One level judging circuit, controls this current changeover switch and this voltage changeover switch according to the size of an external input voltage, with so that this second reference voltage equals this corresponding voltage value or this first reference voltage; And

One comparator, the relatively difference between a feedback voltage and the second reference voltage, and export a brightness control signal according to the difference between this feedback voltage and this second reference voltage;

One first current source, is electrically connected to this current changeover switch, in order to one first electric current to be provided; And

One second current source, is electrically connected to this current changeover switch, in order to one second electric current to be provided;

Wherein this electric current is this first electric current or this second electric current.
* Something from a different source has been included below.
PR #2883, opened 2018-03-27
Fix MsgType, replace it with WSMsgType

thomaszdxsn:
I found a error in README, the server side websocket usage have a error, that is `web.MsgType.text`. because according [Migration to 2.x](https://github.com/aio-libs/aiohttp/blob/d67332f7332875df395e93e469fd29e01fcf0a62/docs/migration_to_2xx.rst), it is change to `aiohttp.WSMsgType`. looks like a longtime error.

4. backlight module as claimed in claim 3, also comprises a current sensing means, exports this feedback voltage in order to detect the operating current of this light source.

5. backlight module as claimed in claim 3, also comprises a modulation module, in order to modulate this brightness control signal according to a default modulation condition, controls this converter to export a driving signal.

6. backlight module as claimed in claim 3, wherein this current changeover switch, this voltage changeover switch, this level judging circuit and this comparator are integrated in an integrated circuit (IC) chip.

7. a display, comprises:

One backlight module, comprises:

One light source;

One converter, in order to provide electric energy to this light source; And

One adjusting control circuit, in order to export a brightness control signal according to the size of an input voltage, so that this converter is controlled the brightness of this light source according to a brightness control signal, wherein this adjusting control circuit comprises:

One current changeover switch, in order to choose an electric current;

At least one resistance, is electrically connected to this current changeover switch and produces a corresponding magnitude of voltage according to this electric current;

One voltage changeover switch, receives this corresponding voltage value and one first reference voltage, and exports one second reference voltage;

One level judging circuit, controls this current changeover switch and this voltage changeover switch according to the size of an external input voltage, with so that this second reference voltage equals this corresponding voltage value or this first reference voltage; And

One comparator, the relatively difference between a feedback voltage and this second reference voltage, and export a brightness control signal according to the difference between this feedback voltage and this second reference voltage; And

One first current source, is electrically connected to this current changeover switch, in order to one first electric current to be provided: and

One second current source, is electrically connected to this current changeover switch, in order to one second electric current to be provided;

Wherein this electric current is this first electric current or this second electric current;

One display floater, is arranged on this backlight module, shows image in order to the light that receives this light source.

8. display as claimed in claim 7, also comprises a current sensing means, exports this feedback voltage in order to detect the operating current of this light source.

9. display as claimed in claim 7, also comprises a modulation module, in order to modulate this brightness control signal according to a default modulation condition, controls this converter to export a driving signal.

10. display as claimed in claim 7, also comprises a front frame, is arranged on this display floater, and is sticked in the outer rim of this backlight module.

11. displays as claimed in claim 7, wherein this current changeover switch, this voltage changeover switch, this level judging circuit and this comparator are integrated in an integrated circuit (IC) chip.